TASK TO COMPLETE =>
Which lines in the data below contain the word "pdiparams"? Return each of them.

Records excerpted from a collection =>
PR #47127, opened 2022-10-18
FC/matmul(v2) + scale fuse pass

Silv3S:
### PR types
Performance optimization

### PR changes
OPs

### Describe
- fuse FC with scale,
- fuse matmul and matmul_v2 with scale,
- add unit tests.


paddle/fluid/inference/api/paddle_pass_builder.cc
```diff
@@ -331,6 +331,7 @@ void CpuPassStrategy::EnableMKLDNN() {
              // "mkldnn_inplace_pass",  // This pass should be activated after
              // fuses. Disabled by default due to
              // little gain and lots of problems
+             "operator_scale_onednn_fuse_pass",  //
```
tsocha: move it before the comment, this commented out `mkldnn_inplace_pass` can cause trouble if someone will uncomment it.

paddle/fluid/operators/mkldnn/fc_mkldnn_op.cc
```diff
@@ -123,6 +123,12 @@ class FCMKLDNNHandler
     }
     platform::AppendActivation(ctx, post_operations, scale);
 
+    if (ctx.HasAttr("fused_output_scale")) {
+      float scale_alpha = ctx.Attr<float>("fused_output_scale");
+      post_operations.append_eltwise(
+          1.0, dnnl::algorithm::eltwise_linear, scale_alpha, 0.0f);
+    }
+
     attributes.set_post_ops(post_operations);
```
tsocha, line 132: Can we use mechanism for post-ops from line 132 here?

paddle/fluid/platform/mkldnn_reuse.h
```diff
@@ -249,6 +249,12 @@ class MatMulV2MKLDNNHandler
 
     AppendActivation(ctx, post_operations);
 
+    if (ctx.HasAttr("fused_output_scale")) {
+      float scale_alpha = ctx.Attr<float>("fused_output_scale");
+      post_operations.append_eltwise(
+          1.0, dnnl::algorithm::eltwise_linear, scale_alpha, 0.0f);
+    }
+
```
tsocha, line 257: as above

paddle/fluid/framework/ir/mkldnn/operator_scale_onednn_fuse_pass.cc
```diff
@@ -0,0 +1,107 @@
...
+    if (operator_op->Op()->HasAttr("use_mkldnn") &&
+        !(PADDLE_GET_CONST(bool, operator_op->Op()->GetAttr("use_mkldnn")))) {
+      VLOG(4) << "Only oneDNN operator can be fused.";
+      return;
+    }
+
+    if (scale_op->Op()->GetAttrIfExists<float>("bias") != 0.0) {
+      VLOG(4) << "Only unbiased Scale can be fused.";
+      return;
+    }
```
tsocha: It would be nice if you could add an op name here. It will make it more useful for debug.

tsocha (changes requested):

paddle/fluid/inference/api/paddle_pass_builder.cc
Silv3S: Do you mind if I remove `mkldnn_inplace_pass` as we're probably not going to maintain it?

sfraczek (dismissed):
LGTM

paddle/fluid/framework/ir/mkldnn/operator_scale_onednn_fuse_pass.cc
```diff
@@ -0,0 +1,107 @@
...
+
+namespace paddle {
+namespace framework {
+namespace ir {
+
+using string::PrettyLogDetail;
+
+void FuseOperatorScaleOneDNNPass::ApplyImpl(Graph *graph) const {
+  const std::vector<std::string> fusable_ops{"fc", "matmul", "matmul_v2"};
+  for (auto op : fusable_ops) FuseScale(graph, op);
```
jakpiase:
```suggestion
  for (const auto& op : fusable_ops) FuseScale(graph, op);
```
It is a really minor thing, but just to maintain the true beauty of your code :)

paddle/fluid/framework/ir/mkldnn/operator_scale_onednn_fuse_pass.cc
```diff
@@ -0,0 +1,107 @@
...
+  GraphPatternDetector gpd;
+  patterns::OperatorActivation op_scale_pattern(
+      gpd.mutable_pattern(), op_type + "_scale_onednn_fuse_pass");
+  op_scale_pattern(op_type, "scale");
+
+  int found_operator_scale_count = 0;
+
+  auto handler = [&](const GraphPatternDetector::subgraph_t &subgraph,
+                     Graph *g) {
+    GET_IR_NODE_FROM_SUBGRAPH(operator_op, preceding_op, op_scale_pattern);
```
jakpiase, line 47: Since you are an expert in passes, what is the difference between these two first arguments(`operator_op` and `preceding_op`)? I think that in most of the passes they are equal, but in your case they are different.

Silv3S: First argument is name given/used in `_fuse_pass.cc`, second argument is name from `graph_pattern_detector.h`

tsocha: sounds like variables have bad names.

Silv3S: So for example if we have generic `OperatorActivation` graph pattern detector with very general names, we can use specific node name inside fuse pass. Like instead of `preceding_op` we can use `fc_op`.

Silv3S: > sounds like variables have bad names.

Yes I agree. Moreover when we set attributes, we need to get pointer to node->Op() which currently leads to `operator_op->Op()`. If you have any propositions I'm happy to change naming.

tsocha: > First argument is name given/used in `_fuse_pass.cc`, second argument is name from `graph_pattern_detector.h`

this comment suggests names like `pass_name` and `pattern_name`

> So for example if we have generic `OperatorActivation` graph pattern detector with very general names, we can use specific node name inside fuse pass. Like instead of `preceding_op` we can use `fc_op`.

but this one suggests that operator_op and preceding_op are fine.

I'm a little bit confused now.

sfraczek (dismissed):

tsocha (dismissed):

paddle/fluid/inference/api/paddle_pass_builder.cc
```diff
@@ -326,6 +326,7 @@ void CpuPassStrategy::EnableMKLDNN() {
              "softplus_activation_mkldnn_fuse_pass",  //
              "shuffle_channel_mkldnn_detect_pass",    //
              "elt_act_mkldnn_fuse_pass",              //
+             "operator_scale_onednn_fuse_pass",       //
```
jakpiase, line 335: One more question - are we gonna use this pass only in FP32 models or in INT8 as well?

yeliang2258 (dismissed):
LGTM

zh794390558 (dismissed):
LGTM

paddle/fluid/inference/api/paddle_pass_builder.cc
Silv3S: We can use it in INT8 as well. For now, we will reuse approach with post-op like in FP32.

Silv3S:
@jczaja please merge

jczaja (approved):

paddle/fluid/framework/ir/mkldnn/operator_scale_onednn_fuse_pass.cc
```diff
@@ -0,0 +1,108 @@
...
+    auto const &names = scale_op->Op()->InputNames();
+    bool has_scale_tensor =
+        std::find(names.begin(), names.end(), "ScaleTensor") != names.end();
+
+    if (has_scale_tensor && scale_op->Op()->Input("ScaleTensor").size() > 0) {
+      std::string scale_var_name = scale_op->Op()->Input("ScaleTensor").front();
+      auto *scale_var = scope->FindVar(scale_var_name);
+      // ScaleTensor must be weight
+      if (scale_var == nullptr) return;
+      auto *scale_tensor = scale_var->GetMutable<LoDTensor>();
```
sfraczek, line 76: did you mean phi::DenseTensor?

Silv3S: Few hours before this PR was merged, `LoDTensor` was replaced by `phi::DenseTensor` and it caused conflict. It's already fixed in https://github.com/PaddlePaddle/Paddle/pull/47388

PR #47181, opened 2022-10-19
log only if > 0

sfraczek:
### PR types
Others

### PR changes
Others

### Describe
Quick fix to add condition to print logs in passes only if actually found any patterns to reduce clutter.

### DIFF
--- a/paddle/fluid/framework/ir/fc_gru_fuse_pass.cc
+++ b/paddle/fluid/framework/ir/fc_gru_fuse_pass.cc
@@ -350,7 +350,7 @@ void FCGRUFusePass::ApplyImpl(ir::Graph* graph) const {
       graph, name_scope_, param_scope(), true /*with_fc_bias*/);
 
   AddStatis(fusion_count);
-  if (!Has("disable_logs") || !Get<bool>("disable_logs"))
+  if ((!Has("disable_logs") || !Get<bool>("disable_logs")) && fusion_count > 0)
     string::PrettyLogDetail("---    fused %d pairs of fc gru patterns",
                             fusion_count);
 }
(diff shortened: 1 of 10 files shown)


Silv3S (approved):
LGTM

paddle/fluid/framework/ir/fc_gru_fuse_pass.cc
```diff
@@ -350,7 +350,7 @@ void FCGRUFusePass::ApplyImpl(ir::Graph* graph) const {
       graph, name_scope_, param_scope(), true /*with_fc_bias*/);
 
   AddStatis(fusion_count);
-  if (!Has("disable_logs") || !Get<bool>("disable_logs"))
+  if ((!Has("disable_logs") || !Get<bool>("disable_logs")) && fusion_count > 0)
```
tsocha, line 353: What do you think about it?
```suggestion
  const auto enabled_logs = !Has("disable_logs") || !Get<bool>("disable_logs");
  if (enabled_logs && fusion_count > 0)
```

tsocha (changes requested):
I have one suggestion which can be used for all of these cases.

paddle/fluid/framework/ir/fc_gru_fuse_pass.cc
sfraczek: I think we might be extracting this to a separate function in future as @Silv3S proposed and there it could be good idea to do it as you suggest. For now, I think it's fine both ways. I just made this quickly while working on something else and I decided to share it. What do you think about leaving it as it is for now and rewriting this later?
Here is the discussion:
https://github.com/PaddlePaddle/Paddle/pull/46917#discussion_r993268723

tsocha: @Silv3S liked your suggestion so I'm fine with it as well.
We just need to remember about it.

tsocha (approved):

jczaja (approved):
LGTM

PR #47184, opened 2022-10-19
remove tcp store barrier

LiYuRio:
### PR types

Performance optimization

### PR changes

Others

### Describe

remove tcp store barrier using all_reduce to barrier


FeixLiu (approved):
LGTM

PR #47299, opened 2022-10-24
[BugFix] cond receives dict as input

2742195759:
### PR types

Bug fixes
### PR changes

APIs
### Describe

fix bugs while cond receives dict as input


0x45f (approved):
LGTM

PR #47313, opened 2022-10-25
Added operator+unsqueeze2 oneDNN fuse pass 

jakpiase:
### PR types
New features

### PR changes
OPs

### Describe
Added operator+unsqueeze2 oneDNN fuse pass. Relative performance gain on U2++ model should be around ~1%. Currently only transpose2 and elementwise_mul are supported in this pass. but the support may be extended in the future.


jczaja (commented):
It seems there is no restriction on preceeding op, so why SetOutMemDescWithUnaqueeze2FuseSupport is only called from Transpose and Elementwise_xxx. How about FC+unsqueeze ?

Silv3S (dismissed):
LGTM

paddle/fluid/framework/ir/mkldnn/operator_unsqueeze2_onednn_fuse_pass.cc
```diff
@@ -0,0 +1,108 @@
...
+
+    bool has_axes_tensor =
+        std::find(names.begin(), names.end(), "AxesTensor") != names.end();
+    bool has_axes_tensor_list =
+        std::find(names.begin(), names.end(), "AxesTensorList") != names.end();
+
+    if (has_axes_tensor || has_axes_tensor_list) {
+      VLOG(3) << "Cannot fuse op with unsqueeze2, because its dims are "
+                 "specified either by AxesTensor or AxesTensorList and can be "
+                 "changed at runtime!";
```
Silv3S, line 78: I think here should be `return` to cancel fuse under this condition. Currently we display warning and fuse anyway

jakpiase: You're right, I have forgotten to add that

jakpiase:
@jczaja as we have discussed offline, the restriction on preceding ops is listed in fuse pass file, so it will work properly

jakpiase:
Restarting due to CheckPRTemplate not responding

zh794390558 (approved):
LGTM

PR #47314, opened 2022-10-25
Minor oneDNN split optimization

jakpiase:
### PR types
Function optimization

### PR changes
OPs

### Describe
Minor oneDNN split optimization. It should remove some unnecessary vector copying


jczaja (approved):
LGTM

PR #47315, opened 2022-10-25
[Eager, Performance optimization] support equal under cpp

veyron95:
### PR types

Performance optimization
### PR changes

Others
### Describe

Performance optimization


wanghuancoder (approved):
LGTM

PR #47328, opened 2022-10-25
[audio]fix split fold in tess dataset

SmileGoat:
### PR types

Bug fixes
### PR changes

Others
### Describe

fix split fold in tess dataset. the old split way will put all wav data of a specific class into the dev set , which will cause training error.


python/paddle/audio/datasets/tess.py
```diff
@@ -132,11 +132,10 @@ def _get_data(self, mode, n_folds, split) -> Tuple[List[str], List[int]]:
 
         files = []
         labels = []
-        n_samples_per_fold = len(meta_info) // n_folds
         for idx, sample in enumerate(meta_info):
             _, _, emotion = sample
             target = self.label_list.index(emotion)
-            fold = idx // n_samples_per_fold + 1
+            fold = idx % n_folds + 1
```
ZeyuChen, line 145: 这种注意极端异常的模0情况，框架API需要主动防御这些边界错误。

ZeyuChen (approved):

python/paddle/audio/datasets/esc50.py
```diff
@@ -143,8 +143,11 @@ def __init__(
         split: int = 1,
         feat_type: str = 'raw',
         archive=None,
-        **kwargs
+        **kwargs,
     ):
+        assert split in range(
+            1, 6
```
ZeyuChen, line 149: 限制1～6是个合理的处理方式吗？

PR #47336, opened 2022-10-25
Fix a bug that print log twice

sljlp:
### PR types

Bug fixes
### PR changes

Others
### Describe

fix a bug that print log twice


ForFishes (approved):
LGTM

PR #48803, opened 2022-12-06
Fix accuracy fp16 kernel return fp32 tensor error

0x45f:
### PR types

Bug fixes
### PR changes

OPs
### Describe

Fix accuracy fp16 kernel return fp32 tensor error


Aurelius84 (approved):
LGTM

PR #48819, opened 2022-12-07
test_convert_to_mixed_precision.py use tempfile for temporary models/params

jiweibo:
### PR types

Others
### PR changes

Others
### Describe

fix ut.

### DIFF
--- a/python/paddle/fluid/tests/unittests/ir/test_convert_to_mixed_precision.py
+++ b/python/paddle/fluid/tests/unittests/ir/test_convert_to_mixed_precision.py
@@ -12,6 +12,8 @@
 # See the License for the specific language governing permissions and
 # limitations under the License.
 
+import os
+import tempfile
 import unittest
 
 import paddle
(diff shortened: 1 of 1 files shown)


zlsh80826:
I am wondering if this unit test can be benefit by [unittest subtest](https://docs.python.org/3/library/unittest.html#distinguishing-test-iterations-using-subtests)? `setUp` and `tearDown` will be called for each `test_xxx`, it means this test will repeat `setUp/tearDown` four times (for `test_convert_to_fp16`, `test_convert_to_fp16_with_fp16_input`, `test_convert_to_fp16_with_blacklist`, `test_convert_to_bf16`)

jiweibo:
> I am wondering if this unit test can be benefit by [unittest subtest](https://docs.python.org/3/library/unittest.html#distinguishing-test-iterations-using-subtests)? `setUp` and `tearDown` will be called for each `test_xxx`, it means this test will repeat `setUp/tearDown` four times (for `test_convert_to_fp16`, `test_convert_to_fp16_with_fp16_input`, `test_convert_to_fp16_with_blacklist`, `test_convert_to_bf16`)

Yes, the single test is written separately according to the case, and the initialization `setUp` is inevitable.

Put 4 tests into one test function to avoid multiple initializations

luotao1 (dismissed):

zlsh80826:
How about the following code? `subTest` context can report which configuration is wrong and we can save the number of setUp time. (My experiments show this approach can save ~10s)
```
class TestConvertToMixedPrecision(unittest.TestCase):
    def setUp(self):
        self.temp_dir = tempfile.TemporaryDirectory()
        model = resnet50(True)
        net = to_static(
            model, input_spec=[InputSpec(shape=[None, 3, 224, 224], name='x')]
        )
        paddle.jit.save(
            net, os.path.join(self.temp_dir.name, 'resnet50/inference')
        )

    def tearDown(self):
        self.temp_dir.cleanup()

    def test_convert_to_mixed_precision(self):
        mixed_precision_options = [PrecisionType.Half, PrecisionType.Half, PrecisionType.Half, PrecisionType.Bfloat16]
        keep_io_types_options = [True, False, False, True]
        black_list_options = [set(), set(), set(['conv2d']), set()]

        test_configs = zip(mixed_precision_options, keep_io_types_options, black_list_options)

        for mixed_precision, keep_io_types, black_list in test_configs:
            config = f'{mixed_precision=}-{keep_io_types=}-{black_list=}'
            with self.subTest(mixed_precision=mixed_precision, keep_io_types=keep_io_types, black_list=black_list):
                convert_to_mixed_precision(
                    os.path.join(self.temp_dir.name, 'resnet50/inference.pdmodel'),
                    os.path.join(self.temp_dir.name, 'resnet50/inference.pdiparams'),
                    os.path.join(self.temp_dir.name, f'{config}/inference.pdmodel'),
                    os.path.join(self.temp_dir.name, f'{config}/inference.pdiparams'),
                    backend=PlaceType.GPU,
                    mixed_precision=mixed_precision,
                    keep_io_types=keep_io_types,
                    black_list=black_list,
                )
```

python/paddle/fluid/tests/unittests/ir/test_convert_to_mixed_precision.py
```diff
@@ -30,71 +32,70 @@
...
-            'mixed2/inference.pdmodel',
-            'mixed2/inference.pdiparams',
+            os.path.join(self.temp_dir.name, 'resnet50/inference.pdmodel'),
+            os.path.join(self.temp_dir.name, 'resnet50/inference.pdiparams'),
+            os.path.join(self.temp_dir.name, 'mixed2/inference.pdmodel'),
+            os.path.join(self.temp_dir.name, 'mixed2/inference.pdiparams'),
             PrecisionType.Half,
             PlaceType.GPU,
             False,
             set('conv2d'),
```
zlsh80826: Is this expected? I bet you want `set(['conv2d'])`

```
Python 3.8.10 (default, Jun 22 2022, 20:18:18)
[GCC 9.4.0] on linux
Type "help", "copyright", "credits" or "license" for more information.
>>> set('conv2d')
{'n', 'v', 'd', 'o', '2', 'c'}
>>> set(['conv2d'])
{'conv2d'}
```

jiweibo: Thanks very much!

zlsh80826 (dismissed):

luotao1 (approved):

PR #48897, opened 2022-12-08
support sharding in fp16 on xpu, 

sljlp:
### PR types

New features
### PR changes

Others
### Describe

Support sharding + fp16 on XPU 
Change allreduce_max to allreduce_sum for found nan or inf becasue allredeuce_max is not supprted on XPU


LiYuRio (approved):
LGTM

PR #48902, opened 2022-12-08
Save fused_attention op memory when dropout_rate = 0.0

sneaxiy:
### PR types
Performance optimization

### PR changes
OPs

### Describe
When `dropout_rate` is 0.0, some tensors are not necessary when computing backward in the `fused_attention` op. This PR refines the memory in this case.


wanghuancoder (approved):
LGTM

PR #48934, opened 2022-12-08
Move GeneralDivMod from segmented_array.h to fast_divmod.h

JamesLim-sy:
### PR types

Function optimization
### PR changes

OPs
### Describe

- I think it\`s better for `GeneralDivMod`  being adjacent with `FastDivMod` in the same header file.


CtfGo (approved):
LGTM

PR #48960, opened 2022-12-09
Fix bug when invoking amp.decorate with non-None optimizer when using Sharding Stage 1 + AMP O2

sneaxiy:
### PR types
Bug fixes

### PR changes
APIs

### Describe
When invoking `amp.decorate` with non-None `optimizer` when using Sharding Stage 1 + AMP O2, the `optimizer` is an instance of `DygraphShardingOptimizer`. It is not supported before this PR.


zhangbo9674 (approved):
LGTM

PR #49010, opened 2022-12-12
[Bugfix] recompute dep filter param

JZ-LIANG:
### PR types
Bug fixes

### PR changes
Others

### Describe
Sharding would partition param to different rank, so param should not be choose as dep var for recompute when sharding on.
support recompute depend op for pipline reshard


aoyulong (approved):
LGTM

PR #49056, opened 2022-12-13
quantize softmax

sfraczek:
### PR types
Performance optimization

### PR changes
OPs

### Describe
Enable softmax int8


sfraczek:
Taken over by Paulina in https://github.com/PaddlePaddle/Paddle/pull/50467

PR #49068, opened 2022-12-14
Keep double-buffer reader for static mode

sljlp:
### PR types

Performance optimization
### PR changes

Others
### Describe

double_buffer is removed from fluid, which caused the reduction of performance of loading data.
This PR keeps the double buffer function in GeneratorLoader, not using it as an open api.


LiYuRio (approved):
LGTM

PR #49080, opened 2022-12-14
SetDeviceId in StreamSafeCUDAAllocation

From00:
### PR types
Bug fixes

### PR changes
Others

### Describe

`StreamSafeCUDAAllocation` utilizes `cudaEvent` to achieve cross-stream synchronization. If the `SetDeviceId` is not called, the default `cudaDeviceId` will be 0, and all event-releated API calls are launched to gpu-0. 
This leads to an error in ResNet50_bs256_fp32 N1C8 static-graph training.  In this case, a cross-stream Allocation records events in a thread (the `DeviceThread` of the standalone executor) and queries events in another (the data loader thread).  Since data loader thread never call `SetDeviceId`, it launches event queries to gpu-0 even though the process is not trained in gpu-0 (and thus the events are not created and recorded for gpu-0). Then a CUDA error occurs: 

ac2ac4b70a76479774a0e983517d0e1b

This PR fixes it by calling `SetDeviceID` before event-releated API call in `StreamSafeCUDAAllocation`.

### DIFF
--- a/paddle/fluid/memory/allocation/stream_safe_cuda_allocator.cc
+++ b/paddle/fluid/memory/allocation/stream_safe_cuda_allocator.cc
@@ -16,6 +16,7 @@
 #include <thread>
 
 #include "paddle/fluid/platform/profiler/event_tracing.h"
+#include "paddle/phi/backends/gpu/gpu_info.h"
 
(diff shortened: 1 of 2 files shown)


zhiqiu (approved):
LGTM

WORKED SOLUTION =>
                    os.path.join(self.temp_dir.name, 'resnet50/inference.pdiparams'),
                    os.path.join(self.temp_dir.name, f'{config}/inference.pdiparams'),
-            'mixed2/inference.pdiparams',
+            os.path.join(self.temp_dir.name, 'resnet50/inference.pdiparams'),
+            os.path.join(self.temp_dir.name, 'mixed2/inference.pdiparams'),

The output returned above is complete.